# few questions on a grow space



## mike1245 (Jun 20, 2008)

hey, i'm looking for a little help. i just moved into a new house, and i have a closet i may be able to dedicate to a small grow. the dimensions..
its 2 1/2 feet wide by 6 1/2 feet tall. it goes a foot and a half front to back. i've already thought about nutes and everything, so my question is for someone with experience. given this kind of space, what kind of lights, what size pots, and training could i use to maximize my yield? also how many plants should i grow and what will i have to think about in terms of ventilation? i'd greatly appreciate any input!


----------



## mike1245 (Jun 20, 2008)

on htgsupply.com they have a 400 watt hps for $95. this beats the crap out of some of the other prices i've seen for even 150 watts. this is too much for my growspace, isn't it? if the heat is a problem, is there any way i'd be able to combat it with a fan? or even glass? is it really worth $50 for an mh conversion bulb for veg?


----------



## ChatNoir (Jun 20, 2008)

Your grow room is 2,5x6,5 feet, then you have 16,25ft² grow space. Rule of thumb says 2500 to 5000 lumen for 1ft² so you will need 48750 to 81250 lumen.
400 watt MH and HPS lamps will just do the trick.

One inline intake fan and one exhaust opening will be much more than adequate, you can use computer fans as pairs (one for intake, one for exhaust).

So good so far, that is all I can suggest.


----------



## Hick (Jun 20, 2008)

Cornellius said:
			
		

> Your grow room is 2,5x6,5 feet, then you have 16,25ft² grow space.
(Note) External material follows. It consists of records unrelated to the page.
PR #22, opened 2010-10-06
Changed regexp for matching URIs that contain various punctuation marks

l15n:
Makes the router mostly conform to rfc2396 "Uniform Resource Identifiers (URI): Generic Syntax"

http://www.ietf.org/rfc/rfc2396.txt

Includes tests. The tests don't cover the case of the "+" character because PHP's urldecode converts "+" characters to spaces.


codeguy:
Thanks! Just pulled in your changes.

PR #25, opened 2010-10-07
Indentation problems

j4mie:


codeguy:
Thanks! Just pulled your changes in. I'll fix the 404 issue later today after work. My next goal is to write tests for Request and Response. I'm also thinking of changing Slim::raise() to Slim::halt()... semantically, I think that makes more sense. And that should wrap up development for 1.0.

j4mie:
Great. Should we create a "Contributing to Slim" page in the wiki with style guidelines etc?

codeguy:
Absolutely. The preferred style is:
1. Tabbed indentation
2. Each method should be well documented using PHPDoc comments
3. Submitted changes should include 100% PHPUnit test coverage (or as close as is reasonably possible)

I think it would be beneficial to go into more details regarding PHP coding style. A great example is the Zend Framework's coding guidelines at http://framework.zend.com/wiki/display/ZFDEV/PHP+Coding+Standard+(draft)#PHPCodingStandard%28draft%29-Indentation. I certainly won't use all of those guidelines, nor do I agree with all of them, but that would be a great resource while writing these up. I'll start this on the Wiki tonight.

Rule of thumb says 2500 to 5000 lumen for 1ft² so you will need 48750 to 81250 lumen.
> 400 watt MH and HPS lamps will just do the trick.
> 
> One inline intake fan and one exhaust opening will be much more than adequate, you can use computer fans as pairs (one for intake, one for exhaust).
> ...


perfect Corne'... except I think that you mis-read the post.. or "I" am!.. 
  I read it as a 2.5 x 1.5 space = 3.75 ft. sq...... 6.5 ft tall (irrelevant to sq ft) 
  A 400 would be excessive in that space. (3.75). A 250 would be excellent... IMO


----------



## ChatNoir (Jun 20, 2008)

Hick said:
			
		

> perfect Corne'... except I think that you mis-read the post.. or "I" am!..
> I read it as a 2.5 x 1.5 space = 3.75 ft. sq...... 6.5 ft tall (irrelevant to sq ft)
> A 400 would be excessive in that space. (3.75). A 250 would be excellent... IMO



Possible Hick, I may have misread it, I was confused for ten minutes trying to understand if it was 2,5x6,5 or 2,5x1,5x6,5.... 400 will cook them all if it is 3.75ft².


----------



## Hick (Jun 20, 2008)

I'll bet one of us is right!


----------



## mike1245 (Jun 20, 2008)

alright, if i pick up a 250 watt light, how many plants should i try and grow? should i consider feminized seeds due to the lack of space?


----------



## Hick (Jun 21, 2008)

You couldnt "give" _me_ a femminized seed.. 
  2-3 plants "max/".. IMO


----------